Starting with the line that mentions "add badges to README.md", repeat each line verbatim until the entries end, both ends included.
━━━ Exercise material ━━━
PR #40, opened 2023-02-07
add badges to README.md

lucabello:


README.md
```diff
@@ -1,5 +1,10 @@
 # Observability Libs
 
+[![CharmHub Badge](https://charmhub.io/observability-libs/badge.svg)](https://charmhub.io/observability-libs)
```
sed-i, line 3: This is a charm badge, and this charm is a tester/dummy one.
We probably can skip the charm badge for utils/relation repos.

sed-i (approved):

README.md
lucabello: True, removing that

sed-i (approved):

PR #42, opened 2023-03-01
Remove the DeprecationWarning

rbarry82:
## Issue
We're not releasing for a bit while we work on other things, and the `DeprecationWarning` flags almost every time this is instantiated. 

Get rid of it until we're ready.


jnsgruk (approved):
Good call :)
━━━
> _Exercise result_:
add badges to README.md

lucabello:


README.md
```diff
@@ -1,5 +1,10 @@
 # Observability Libs
 
+[![CharmHub Badge](https://charmhub.io/observability-libs/badge.svg)](https://charmhub.io/observability-libs)
```
sed-i, line 3: This is a charm badge, and this charm is a tester/dummy one.
We probably can skip the charm badge for utils/relation repos.

sed-i (approved):

README.md
lucabello: True, removing that

sed-i (approved):

PR #42, opened 2023-03-01
Remove the DeprecationWarning

rbarry82:
## Issue
We're not releasing for a bit while we work on other things, and the `DeprecationWarning` flags almost every time this is instantiated. 

Get rid of it until we're ready.


jnsgruk (approved):
Good call :)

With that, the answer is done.